Poisson models offer a simpler alternative when inference is restricted to the plots:

$$\begin{aligned} {\mathcal {L}}_{\{n_k\}} = \prod _{k=1}^K \frac{\lambda _k^{n_k}\exp [-\lambda _k]}{n_k!}, \end{aligned}$$
(25)

where for model-based conventional distance sampling,

$$\begin{aligned} \lambda _k=E(n_k)=E(N_k)\times P_\mathrm{a}=\exp \left( \sum _{q=1}^Q x_{qk}\beta _q +\log _e(a_k P_\mathrm{a})\right) \end{aligned}$$
(26)

so that the vector \(\mathbf{x}_k\), with qth element \(x_{qk}\), represents covariates recorded at the plot level.

Equation (26) defines a generalized linear model with log link function and an offset term of \(\log _e(a_k P_\mathrm{a})\). The complication is that \(P_\mathrm{a}\) is an unknown parameter. This suggests a two-stage approach: maximize \({\mathcal {L}}_y\), to give an estimate of \(P_\mathrm{a}\), and then substitute our estimate \(\hat{P}_\mathrm{a}\) into the offset, and maximize \({\mathcal {L}}_{\{n_k\}}\) using standard generalized linear modelling software. Melville and Welsh (2014) adopted this strategy. The method fails to take account of the uncertainty in \(\hat{P}_\mathrm{a}\) at the second stage. One way to propagate the uncertainty from stage 1 into stage 2 is to use a bootstrap (Buckland et al. 2009). Williams et al. (2011) described a less computer-intensive and more stable method, but given its complexity, and the fact that the two-stage approach does not in general give maximum likelihood estimates of the parameters, a full likelihood approach, in which \(P_\mathrm{a}\) is just treated as another parameter to estimate, seems preferable:

$$\begin{aligned} {\mathcal {L}}_{\{n_k\},y} = {\mathcal {L}}_{\{n_k\}}\times {\mathcal {L}}_y = \prod _{k=1}^K \frac{\lambda _k^{n_k}\exp [-\lambda _k]}{n_k!} \times \prod _{i=1}^n\frac{g(y_i) \pi _y(y_i)}{P_\mathrm{a}}. \end{aligned}$$
(27)

If we have individual covariates \(\mathbf{z}\) in the detection function, then the full likelihood is \({\mathcal {L}}_{\{n_k\},z,y} = {\mathcal {L}}_{\{n_k\}}\times {\mathcal {L}}_z\times {\mathcal {L}}_{y|z}\) where \({\mathcal {L}}_z\) is given by (10) and \({\mathcal {L}}_{y|z}\) by (11). Further, \(P_k\), the probability of detection on plot k, now varies by plot, so that our model for plot counts becomes

$$\begin{aligned} \lambda _k=E(n_k)=E(N_k)\times P_k=\exp \left( \sum _{q=1}^Q x_{qk}\beta _q +\log _e(a_k P_k)\right) . \end{aligned}$$
(28)

When the detection function depends on plot-level covariates but not on individual covariates, then we do not need to specify a distribution for these covariates; instead, we simply form the likelihood conditional on the covariate values, as for the multinomial model.
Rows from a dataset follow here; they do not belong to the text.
PR #4894, opened 2025-08-20
Save bytes on hydration 2.0

JoviDeCroock:
More ideas are 100% welcomed

### DIFF
--- a/src/diff/index.js
+++ b/src/diff/index.js
@@ -80,7 +80,7 @@ export function diff(
 		(isHydrating = !!(oldVNode._flags & MODE_HYDRATE))
 	) {
 		excessDomChildren = oldVNode._component._excess;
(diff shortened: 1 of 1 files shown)


marvinhagemeister (approved):
LGTM

src/diff/index.js
```diff
@@ -75,13 +75,14 @@ export function diff(
 	if (newVNode.constructor != UNDEFINED) return NULL;
 
 	// If the previous diff bailed out, resume creating/hydrating.
-	if (oldVNode._flags & MODE_SUSPENDED) {
-		isHydrating = !!(oldVNode._flags & MODE_HYDRATE);
-		if (oldVNode._component._excess) {
```
rschristian, line 80: I have yet to dig into an attempt to reproduce but the removal of this check is causing CI failures in iso. Was it intentionally removed? I'd think we'd still need it.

Note that if we adopt a spatial non-homogeneous Poisson process distance sampling model, we can write

$$\begin{aligned} \lambda _k = \int _k D(l) g(y(l))\,\mathrm{d}l, \end{aligned}$$
(29)

where the integral is over plot k (compare with \(\mu _A\) of (5)). In this case, for plot k, \(\pi _y(y)\) is the integral of D(l) across the sections of plot at distance y from the line or point (two parallel incremental strips for line transect sampling, and an incremental annulus for point transect sampling), divided by the integral across the whole plot. In practice, if plots are small, we are likely to approximate this by assuming that \(\pi _y(y)\) is uniform (line transects) or triangular (point transects). If a fully spatial model is preferred, it would be sensible to record location \(l_i\) of detection i, and not just its distance \(y_i\) from the line or point. A point process likelihood of the form given by Hedley and Buckland (2004) might then be used.
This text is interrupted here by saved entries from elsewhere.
PR #4895, opened 2025-08-20
Proposal to update ecma in terser

JoviDeCroock:
Size changes are quite nice

### DIFF
--- a/mangle.json
+++ b/mangle.json
@@ -19,7 +19,8 @@
     },
     "compress": {
       "hoist_vars": true,
-      "reduce_funcs": false
+      "reduce_funcs": false,
+      "ecma": 2020
     }
   },
   "props": {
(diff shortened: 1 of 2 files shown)


rschristian:
Size benefits would likely be much greater if we made more adjustments to the source too, depending on perf characteristics. ES2020 means ES6 classes, which might save some bytes for `BaseComponent`, optional chaining in a few places, optional catch bindings (though perhaps terser already does this), etc. There'd be more opportunities besides the -14b I think, though that might mean dealing with Microbundle.

A 7 year jump in minimum browser versions probably isn't too unreasonable given the 6 year lifespan of X, though that is a big jump.

JoviDeCroock:
Did a lot of the work in https://github.com/preactjs/preact/pull/4883 however it's really hard to make ESBuild work well with CJS/UMD, maybe I should try rolldown 😅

We can specify models for \(\lambda _k\) of the form of (26), where the covariates \(\mathbf{x}_k\) (assumed to be at the plot level or higher) might define the design in the case of a designed distance sampling experiment, or might be spatial covariates for a spatial model, or might simply be any explanatory variables that are potentially useful for modelling animal density. Generally, we would define \(x_{1k}=1\) for all k, so that \(\beta _1\) is an intercept term. We can also replace linear terms by smooth terms to give greater flexibility (e.g. Hedley and Buckland 2004). Instead of maximizing the two likelihood components separately, we can maximize the full likelihood, or use Bayesian methods to draw inference on all unknown parameters. Thus the parameter \(P_k\) in the offset, which for the two-stage approach was estimated in stage 1 then treated as known in stage 2, is now a function of the detection function parameters (below), and estimated along with all other parameters in a single step. Oedekoven et al. (2014) proposed the above approach, with the inclusion of a random effect for location in the model for \(\lambda _k\) (see below).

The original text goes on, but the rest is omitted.